Establish how many lines in the material below include the word "backcolor", then give the count alone.
####################
PR #2593, opened 2023-12-08
Prevent SubMenuItem action on macOS

NikolaMendix:
Click on SubMenuItem will close Context Menu or Main Menu. It is not expected behaviour for macOS.

Eto submenuitems

### DIFF
--- a/src/Eto.Mac/Forms/Menu/ButtonMenuItemHandler.cs
+++ b/src/Eto.Mac/Forms/Menu/ButtonMenuItemHandler.cs
@@ -34,7 +34,8 @@ namespace Eto.Mac.Forms.Menu
 		{
 			Enabled = true;
 			Control.Target = new MenuActionHandler{ Handler = this };
-			Control.Action = MenuActionHandler.selActivate;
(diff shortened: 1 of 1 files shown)


cwensley:
Hey this fix looks great, but would you be able to get it set up so that when you subscribe to the Click event it would wire it up again?

NikolaMendix:
Unfortunately no, but if we really need some action on submenu we can use `ButtonMenuItem` instead of `SubMenuItem`? 

Submenu and buttonmenu

NikolaMendix:
Hey @cwensley, any plans for this?

NikolaMendix:
@cwensley, sorry for spamming. Are you ok with this change?

cwensley:
Sorry, `SubMenuItem` will need to support the `Click` event as well otherwise it will break existing code.  This needs to be written in a way to hook up the action when the event is wired up (in `AttachEvent`) so it can work both ways.  The existing `Click` event needs to be translated into a handler event the same way as `SubMenuItem.Opening` has been done so this can be wired up.

PR #2599, opened 2023-12-11
WinForms: Show icon when set in Dialog

cyanfish:
In DialogHandler ShowIcon is set to false:
https://github.com/picoe/Eto/blob/5fb78c03d5c55043b95951640d69030e93c94eeb/src/Eto.WinForms/Forms/DialogHandler.cs#L18

If an icon is manually set it should be displayed.

Using an "if" instead of just setting to true to avoid unnecessary redrawing.


cwensley:
Great, thanks for the contribution!

Would it make sense to set ShowIcon = false if it was then set to null?  (I guess the code would have to be updated to allow a null icon too).

cyanfish:
Yeah, we'd need to update WinForms/WPF/GTK to handle nulls. I could do it if you want, but IMO an Icon is generally a set-once-at-construction thing and I don't think there'd be much use for that.

PR #2605, opened 2024-01-05
Improve DocumentControl styling capabilities

ievgen-baida:
This PR makes it possible to adjust the following styling aspects of `DocumentControl`:

- Set custom `BackgroundColor` of the `DocumentControl`;
- Set custom `TabHoverBackgroundColor` and `TabHoverForegroundColorfor` for the tab in Hover state;
- Set rounded corners of certain `CloseCornerRadius` for `X` Close tab button.

Changes in look/default behavior:

- Removes forced 80% opacity of the tab in Hover state (yet retains previous behavior by default);
- Makes `Highlighted` tab colors winning vs `Hover` colors (as this is how most of the tab controls look);
- Adjusts the size of the close button to balance it with the size of the tab icon (16x16).

### DIFF
--- a/src/Eto/Forms/ThemedControls/ThemedDocumentControlHandler.cs
+++ b/src/Eto/Forms/ThemedControls/ThemedDocumentControlHandler.cs
@@ -190,9 +190,9 @@ public class ThemedDocumentControlHandler : ThemedContainerHandler<TableLayout, 
 	}
 
 	/// <summary>
-	/// Gets or sets the highlight background color for the highlighted (or active) tab.
+	/// Gets or sets the highlight background color for the highlighted or selected tab.
 	/// </summary>
-	/// <value>The highlight background color for the highlighted (or active) tab.</value>
+	/// <value>The highlight background color for the highlighted or selected tab.</value>
 	public Color TabHighlightBackgroundColor
 	{
 		get { return tabHighlightBackgroundColor; }
@@ -232,9 +232,9 @@ public class ThemedDocumentControlHandler : ThemedContainerHandler<TableLayout, 
 	}
 
 	/// <summary>
-	/// Gets or sets the highlight foreground color for the highlighted (or active) tab.
+	/// Gets or sets the highlight foreground color for the highlighted or selected tab.
 	/// </summary>
-	/// <value>The foreground color for the highlighted (or active) tab.</value>
+	/// <value>The foreground color for the highlighted or selected tab.</value>
 	public Color TabHighlightForegroundColor
 	{
 		get { return tabHighlightForegroundColor; }
--- a/src/Eto/Forms/ThemedControls/ThemedDocumentControlHandler.cs
+++ b/src/Eto/Forms/ThemedControls/ThemedDocumentControlHandler.cs
@@ -523,7 +523,7 @@ public class ThemedDocumentControlHandler : ThemedContainerHandler<TableLayout, 
 					}
 					else
 						SelectedIndex = i;
-						
+
 					break;
 				}
 			}
@@ -691,8 +691,7 @@ public class ThemedDocumentControlHandler : ThemedContainerHandler<TableLayout, 
 		var tabRect = tab.Rect;
 		var textRect = tab.TextRect;
 		var closerect = tab.CloseRect;
-		var closemargin =  closerect.Height / 3;
-		var size = tabRect.Size;
+		var closemargin = closerect.Height / 3;
 
 		var textcolor = Enabled ? TabForegroundColor : DisabledForegroundColor;
 		var backcolor = TabBackgroundColor;
@@ -725,7 +724,6 @@ public class ThemedDocumentControlHandler : ThemedContainerHandler<TableLayout, 
 			g.DrawLine(closeForeground, closerect.X + closemargin, closerect.Y + closemargin, closerect.X + closerect.Width - 1 - closemargin, closerect.Y + closerect.Height - 1 - closemargin);
 			g.DrawLine(closeForeground, closerect.X + closemargin, closerect.Y + closerect.Height - 1 - closemargin, closerect.X + closerect.Width - 1 - closemargin, closerect.Y + closemargin);
 		}
-
 	}
 
 	/// <summary>
--- a/src/Eto/Forms/ThemedControls/ThemedDocumentControlHandler.cs
+++ b/src/Eto/Forms/ThemedControls/ThemedDocumentControlHandler.cs
@@ -21,6 +21,7 @@ public class ThemedDocumentControlHandler : ThemedContainerHandler<TableLayout, 
 	Panel contentPanel;
 	Font font;
 
+	Color backgroundColor;
 	Color disabledForegroundColor;
 	Color closeBackgroundColor;
 	Color closeHighlightBackgroundColor;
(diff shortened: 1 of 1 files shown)


src/Eto/Forms/ThemedControls/ThemedDocumentControlHandler.cs
```diff
@@ -715,8 +715,7 @@ void DrawTab(Graphics g, ThemedDocumentPageHandler tab, int i)
 			textcolor = Enabled ? TabHighlightForegroundColor : DisabledForegroundColor;
 			backcolor = TabHighlightBackgroundColor;
 		}
-
-		if (draggingLocation == null && tabRect.Contains(mousePos) && prevnextsel && !closeSelected && Enabled)
+		else if (draggingLocation == null && tabRect.Contains(mousePos) && prevnextsel && Enabled)
```
eng-myousif, line 734: Did you removed the check for `!closeSelected` intentionally? if yes then why?

src/Eto/Forms/ThemedControls/ThemedDocumentControlHandler.cs
```diff
@@ -172,9 +173,9 @@ public Color TabBackgroundColor
 	}
 
 	/// <summary>
-	/// Gets or sets the highlight background color for the highlighted  tab.
+	/// Gets or sets the highlight background color for the highlighted (or active) tab.
 	/// </summary>
-	/// <value>The highlight background color for the close highlighted tab.</value>
+	/// <value>The highlight background color for the highlighted (or active) tab.</value>
```
eng-myousif: "(or active)" I think the word `active` is not used across the file but instead the word `selected` is used.
I would rephrase it as following, 
`The background color for the **selected** tab` 

This is how it is document by Microsoft documentation.
image

src/Eto/Forms/ThemedControls/ThemedDocumentControlHandler.cs
```diff
@@ -215,9 +216,9 @@ public Color TabForegroundColor
 	}
 
 	/// <summary>
-	/// Gets or sets the highlight foreground color for the close button.
+	/// Gets or sets the highlight foreground color for the highlighted (or active) tab.
```
eng-myousif: same as this [comment](https://github.com/picoe/Eto/pull/2605#discussion_r1452046713)

src/Eto/Forms/ThemedControls/ThemedDocumentControlHandler.cs
```diff
@@ -677,7 +677,7 @@ void CalculateTab(ThemedDocumentPageHandler tab, int i, ref float posx)
 			size.Width += textoffset;
 		}
 
-		var closesize = tabDrawable.Height / 2;
+		var closesize = UseFixedTabHeight ? minImageSquareSide : tabDrawable.Height / 2;
```
eng-myousif: I am not sure if the whole commit is required. (it will also change the current look (size) of the close button for those users whom don't opt in for `UseFixedTabHeight` ) 
Because as a user, I might want to let the tab hight grow  based on the contained  image but still have the close button rendered as 16 x 16. But now this is not possible. What do you think @ievgen-baida ?

ievgen-baida: That is the whole point, because currently the `X` was tiny in relation to 16x16 close button.

`UseFixedTabHeight` is a new option introduced in 2.8.2 so it should be all right to fix it in 2.8.3.

src/Eto/Forms/ThemedControls/ThemedDocumentControlHandler.cs
ievgen-baida: Sure, this is intentional since it is the only change in 8463f809a64be497d1ecffec78f4b4df9c973232.

It offers is better visual feedback for the tab, its background color and the color of the `X` button when the mouse is over the `X`. 

Previously the tab itself was rendered using default color once `X` was under the mouse.
Now it looks like this:

DocumentControl-Tab-HoverEffect

src/Eto/Forms/ThemedControls/ThemedDocumentControlHandler.cs
ievgen-baida: I would keep mentioning both "highlighted and selected" because it is not obvious that both states are affected by this property.

src/Eto/Forms/ThemedControls/ThemedDocumentControlHandler.cs
ievgen-baida: Updated in [2be82e2](https://github.com/picoe/Eto/pull/2605/commits/2be82e215805ebc1d82d71b7a07b39d655f14996).

src/Eto/Forms/ThemedControls/ThemedDocumentControlHandler.cs
ievgen-baida: Updated in [2be82e2](https://github.com/picoe/Eto/pull/2605/commits/2be82e215805ebc1d82d71b7a07b39d655f14996).

ievgen-baida:
@cwensley, do you have any comments about the changes in this PR?

cwensley:
Hi, sorry for the delayed response!  This looks great, however the close button seems to be inflated when using fixed height..

Before:
Screenshot 2024-02-10 at 1 23 25 AM

After:
Screenshot 2024-02-10 at 1 23 57 AM

Without fixed height it appears correct:
Screenshot 2024-02-10 at 1 24 18 AM


Is this intentional?

ievgen-baida:
> Hi, sorry for the delayed response! This looks great, however the close button seems to be inflated when using fixed height..
> 
> Before: Screenshot 2024-02-10 at 1 23 25 AM
> 
> After: Screenshot 2024-02-10 at 1 23 57 AM
> 
> Without fixed height it appears correct: Screenshot 2024-02-10 at 1 24 18 AM
> 
> Is this intentional?

Hi, 
Indeed, it has been done intentionally in a separate commit (9735016263316d2de3fb370f9e87e16c334792db).
I have added description of what has been done in the description of the PR as well.

In short, we needed to balance the size of the close button and the X with the size of the icon, otherwise it appears too small using pre-existing logic (33%/33%/33%).

cwensley:
> Hi,
Indeed, it has been done intentionally in a separate commit (https://github.com/picoe/Eto/commit/9735016263316d2de3fb370f9e87e16c334792db).
I have added description of what has been done in the description of the PR as well.
>
> In short, we needed to balance the size of the close button and the X with the size of the icon, otherwise it appears too small using pre-existing logic (33%/33%/33%).

I'm not sure having different size based on fixed height vs not is ideal here, it should behave/look the same regardless imo. Also I'm not a huge fan of the size of the X personally with the new logic, but I understand this is entirely subjective.  Maybe we need to have a better default scale or logic based on its size?

ievgen-baida:
> I'm not sure having different size based on fixed height vs not is ideal here, it should behave/look the same regardless imo. Also I'm not a huge fan of the size of the X personally with the new logic, but I understand this is entirely subjective. Maybe we need to have a better default scale or logic based on its size?

That is another way of doing it.
However, it would introduce potentially unwanted visual differences for people currently using `DocumentControl` without specifying newly introduced `UseFixedTabHeight`. It basically switches  `DocumentControl` into the mode where the default size of the icon and the X is used instead of relying on the actual images' sizes. 
The current default logic allows to use any images, but it does not allow to use higher-resolution images and make use of scaling when rendered on high-DPI screens.

What kind of logic do you have in mind?

ievgen-baida:
Hi @cwensley,

I have implemented an unconditional logic that does not use custom values for margin or size of the close button.

Please have a look.

cwensley:
Hey @ievgen-baida, thanks for the updates!  This looks great.  If anything that scale could be added as another property that can be configured, but at this point just having a consistent size is perfect.

ievgen-baida:
Hi @cwensley, what it your plan for releasing 2.8.3 with these improvements?

cwensley:
Hey @ievgen-baida, it's released!

PR #2608, opened 2024-01-14
Remove BinaryFormatter from DragDropLib

### LINKED ISSUE #2607: BinaryFormatter is insecure and strongly cautioned against
Not a bug, so eschewing the template for now. The [`DragDropLib`](https://github.com/picoe/Eto/blob/51e1798b71a93358883f64f540d1b9dafab2045e/src/Eto.Wpf/CustomControls/DragDropLib.cs#L385) uses the `BinaryFormatter` class. The .NET folks [recommend against this strongly](https://learn.microsoft.com/en-us/dotnet/standard/serialization/binaryformatter-security-guide) and have even begun disabling it in more recent versions of .NET. It looks like we only use it in this one place, so it shouldn't be super hard to move off of, I'd guess.

jonko0493:
Fixes #2607.

It seems like this still works perfectly fine in Eto.Test (on WPF at least). It should be functionally the same as the old version but using a more secure API.

### DIFF
--- a/src/Eto.Wpf/CustomControls/DragDropLib.cs
+++ b/src/Eto.Wpf/CustomControls/DragDropLib.cs
@@ -382,9 +382,10 @@ namespace System.Runtime.InteropServices.ComTypes
 					if (ManagedDataStamp.Equals(guid))
 					{
 						// Stamp matched, so deserialize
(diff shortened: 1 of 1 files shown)


cwensley:
Looks great!  Thanks for the contribution.

PR #2641, opened 2024-04-09
Failed to initialize WebView2 error message spelling

alfarok:
I was messing around with leveraging WebView2 in my Eto application and noticed this while attempting to get WebView2 to properly load.  

I was getting this error due to `Eto.Wpf.Forms.Controls.WebView2InitializationException: Failed to initialze WebView2 ---> System.UnauthorizedAccessException: Access is denied.` which was caused by not setting an accesible cache location for `WEBVIEW2_USER_DATA_FOLDER`.


cwensley:
I wonder if we should at least by default set a sensible location that is usually writable..

PR #694, opened 2015-11-11
Fix the auto-focus script of ERD2WTabInspectPage

fbarthez:
The current implementation would select an input based on the number of tabs that are defined. If three tabs were defined, the third form element would be selected – if it happens to be of type text or textarea. This is fixed to select the first available form element of these types.

Also enables the auto-focusing when the tab switch is carried out via ajax.


schleiereule:
Works for me.

PR #696, opened 2015-11-12
Improve ERD2W tab switching behaviour

fbarthez:
The current tab page implementation has some issues, especially when using ajax. When a new ERD2WContainer is instantiated, the navigation will fail, as the default equals() implementation then always returns false. The selected tab is lost when switching from inspect to edit. Changes to the tabSectionsContents (addition or removal of tabs or property keys) will not be honored on switching via ajax from inspect to edit mode.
####################
= Output for this task =
2